Another OCIC development, the exorbitant $700 million D.I. Riviera condominium project, had an initial date of completion for 2017. However, on the same site visit that Post Property staff had to Koh Pich early last week, a D.I. Riviera salesperson said that while buildings A, B and E – three of its five planned buildings – are for sale now, only building B will be completed next year.

There was also no mention of the development’s mall, between buildings A and B, which created some fanfare when it claimed it would be the largest mall in Phnom Penh once completed and opened to the public at the end of 2015.
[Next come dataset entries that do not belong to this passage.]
PR #1813, opened 2022-07-18
UI: Complete overhaul of the tooltips used in Specter Desktop

moneymanolis:
### Contents
- All tooltips are now using the web component `tool-tip.html`
- New look / style 💇‍♂️
- Richer API of this web component, there is also the possibility of responsive widths of the tooltip boxes via JS: 

https://user-images.githubusercontent.com/70536101/179552130-9f0152a9-570a-4237-aa89-e932fc3dc84d.mov

- Via the image attribute other images (currently a note image is available) can be used if the light bulb appears to be too optional to read. For example, I've used it in those places, where the info is important and should be read:
image
image

## TODO
- [x] Finalise the documentation of the web component
- [x] Deleting the old css styles of the tooltips?


src/cryptoadvance/specter/templates/includes/tool-tip.html
```diff
@@ -1,110 +1,181 @@
...
+        connectedCallback() {
+            if (this.getAttribute("width")) {
+                this.tooltipBox.style.width = this.getAttribute("width");
+            }
+            if (this.getAttribute("move-right")) {
+                this.tooltipBox.style.left = "60px";
+            }
+            if (this.getAttribute("image")) {
+                if (this.getAttribute("image") == "note") {
+                    this.tooltipImg.src = "{{ url_for('static', filename='img/note.svg') }}";
```
b30wulffz, line 174: shouldn't we allow user to supply image url, instead of a flag for just 1 image?

b30wulffz (commented):
One minor doubt, else looks pretty good.

src/cryptoadvance/specter/templates/includes/tool-tip.html
moneymanolis: We could, but there needs to be a matching image in the static folder. My idea was to enable more pictures via this if construct over time. Might also be the case that we don't need more than the two.

b30wulffz: Ahh, got it

b30wulffz (approved):

PR #1820, opened 2022-07-23
add faucet and exfund extensions

stepansnigirev:
I wrote two extensions that might be useful for people. This PR adds them to the default Specter distribution.

## Faucet extension

It helps to control your regtest node - generate blocks and fund wallets directly from Specter, without going to command line. Useful for development. As it's a development extension it is available with `--config DevelopmentConfig` flag.

[Repository](https://github.com/stepansnigirev/specterext-faucet)

## Exfund extension

Helps to do transactions with large number of outputs - you can select a CSV file with addresses and amounts, extension will parse it and display outputs in a convenient table form. Then you can tweak the fee rate, select wallet to use etc, and then get to a normal signing flow of Specter-Desktop. Amounts can be changed on all inputs at the same time as well - so if funding multiple addresses with the same amount you don't need to have it in the CSV. Also supports liquid.

[Repository](https://github.com/stepansnigirev/specterext-exfund)


relativisticelectron:
The `Exfund extension` looks like a great replacement for the current txt based input (which lacks labels):
image

k9ert:
It would work on `v1.10.5` but also would break if we would merge #1782 . Needs some rework:
https://github.com/cryptoadvance/specter-desktop/pull/1782#discussion_r929812635

stepansnigirev:
I will migrate the extension to json interface of the PSBT creator, it makes more sense than hacking into ui. I fixed json interface for liquid in https://github.com/cryptoadvance/specter-desktop/pull/1831

moneymanolis:
### Some UX suggestions for the Exfund extension

1. Make those buttons smaller (via max-width etc.)
grafik

2. More width for the tooltip (just adding width=XXX)
grafik

3. Rather use sticky and the overall scrollbar than a scrollable table for this table:
grafik

See the discussion and end result [in this PR](https://github.com/cryptoadvance/specter-desktop/pull/1746)

4. Perhaps a toggle for the fee options?
grafik

moneymanolis:
Parsing of the recipients / destinations from CSV works, but I get this error when trying to continue after that:

grafik

moneymanolis:
> The `Exfund extension` looks like a great replacement for the current txt based input (which lacks labels): image
> 
> I doubt there are users, which would prefer the current text based input over a csv based input.

I agree but before removing the text based stuff in the UI we have to ensure that the exfund extension works solidly.

stepansnigirev:
> Parsing of the recipients / destinations from CSV works, but I get this error when trying to continue after that:
> 
> grafik

Can you provide test data you used to get this error? Then I could reproduce it.

moneymanolis:
> Can you provide test data you used to get this error? Then I could reproduce it.

I used your test data: https://github.com/stepansnigirev/specterext-exfund#example-csv

moneymanolis:
If I use `get_by_alias()` to get the wallet instance it works!

grafik

moneymanolis:
### UX suggestions for the Faucet extension

- _"Get some funds from your default wallet"_ - I think most people (even devs) will not understand that the default wallet in Core ("") is meant here. Either add / explain this or just skip the default wallet part. I thought first there that some sort of default wallet in Specter was set through the extension.
- `<input type="number" value="0.1" name="amount" id="amount">` the value attribute seems to only allow (because of some browser side validation) amounts with 0.1 as decimal, so only 15.1 not 15:
grafik

   Just replace value with a placeholder?

- Why show _"Send back to bcrt1qsrts3q6xwae9whxx8sn957d6pvpj2924uxt5ju"_? Doesn't really matter to which address of the default wallet the `generatetoaddress` is transferring to.

### General questions
- How is the Core default wallet getting funds? Clicking 100 times generate block doesn't seem great.

stepansnigirev:
I addressed all your comments and bumped pip versions.

> Why show _"Send back to bcrt1qsrts3q6xwae9whxx8sn957d6pvpj2924uxt5ju"_? Doesn't really matter to which address of the default wallet the `generatetoaddress` is transferring to.

It's sometimes useful to get a random destination address to test send functionality, so I decided to add this line with a fresh address of the default wallet, so people can grab it and send money to it while testing.

moneymanolis:
> It's sometimes useful to get a random destination address to test send functionality, so I decided to add this line with a fresh address of the default wallet, so people can grab it and send money to it while testing.

Ah okay, I can now see the benefit of that!

moneymanolis:
@stepansnigirev I've tested the exfund plugin again. Looks nice. I think we should add the `@login_required `decorator to the index route otherwise you can run into this error (if you have authentication setup up and enter the URL directly, e.g. if you have it bookmarked etc.):
`AttributeError: 'AnonymousUserMixin' object has no attribute 'wallet_manager'`
The alternative would be to replace the flask User object `current_user` with `user`from the user_manager but then there would be no check whether the user is logged in which is currently not a problem for the plugin but could be an issue later down the line if there are further changes to the plugin.

moneymanolis:
@relativisticelectron I made a PR in the extension repo, in case you want to check it out and test: https://github.com/stepansnigirev/specterext-exfund/pull/4

Issue #1824, opened 2022-07-28
UI: Firefox: No mouse text selection for label edits


relativisticelectron:
Editing labels only works with the keyboard. There is no mouse-text selection possible (in firefox)
![Peek 2022-07-28 20-51](https://user-images.githubusercontent.com/60378539/181615692-7d32e13f-796d-4957-bef5-e1d6cccc099f.gif)
![Peek 2022-07-28 20-53](https://user-images.githubusercontent.com/60378539/181615700-cc4852d8-046e-4720-90a6-6fb0f06d1ef8.gif)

Queries for more updates onsite went unanswered. Nevertheless, the same salesperson called a Post Property staff last weekend, saying, “The developer does not wish to speak to, and have never spoken to, the press regarding the current status of the project.”

Nevertheless, OCIC is still making some headway on the island.

Its $60 million investment in the Diamond One condo project, a joint-venture with Chinese developer Xin Tian Jian (Cambodia), is keeping to its planned schedule of delivering a completed residential building by March 2017.

With 90 per cent of its 372 units sold – 70 per cent to the Chinese and Taiwanese, 25 per cent to locals, and 5 per cent to Koreans and Japanese – the construction of Diamond One has finished and now awaits interior fittings, according to Yin Hai Ping, sales manager for the development.

On the same optimistic note, Meridian Holdings’ 31-storey Casa Meridian condo has ended its construction phase, and is currently in the furnishing and decoration phase, according to salesperson Ea You Hao. “We will finish ahead of schedule, and estimate the project to be fully completed in March or April 2017,” Hao said.

While almost 80 per cent of its 414 units have been sold, Hao disclosed that up to 80 per cent of the purchasers – of whom 50 per cent are the local affluent – have bought units for investment purposes.

Sovannaroth Khan, head of valuation at Independent Property Services Cambodia, noted that some initial Casa Meridian buyers are asking to sell or lease their units out as well.

“I notice that D.I. Riviera has likely postponed its construction. The reason behind this is unclear, while the rest are keeping [on with their construction],” said Khan, who acknowledged the high-end condo sector has now gone into oversupply.

As with D.I. Riviera, other condo developments on Koh Pich such as The Élysée, and Diamond Twin Tower remain largely silent, with limited or no access and updates given to reporters.

However, Khan believes that as Diamond Island is one of the prime locations in Phnom Penh that packs great potential for the future, certain developments will likely only postpone construction instead of forthrightly abandoning them.

OCIC did not respond to Post Property’s questions at press time.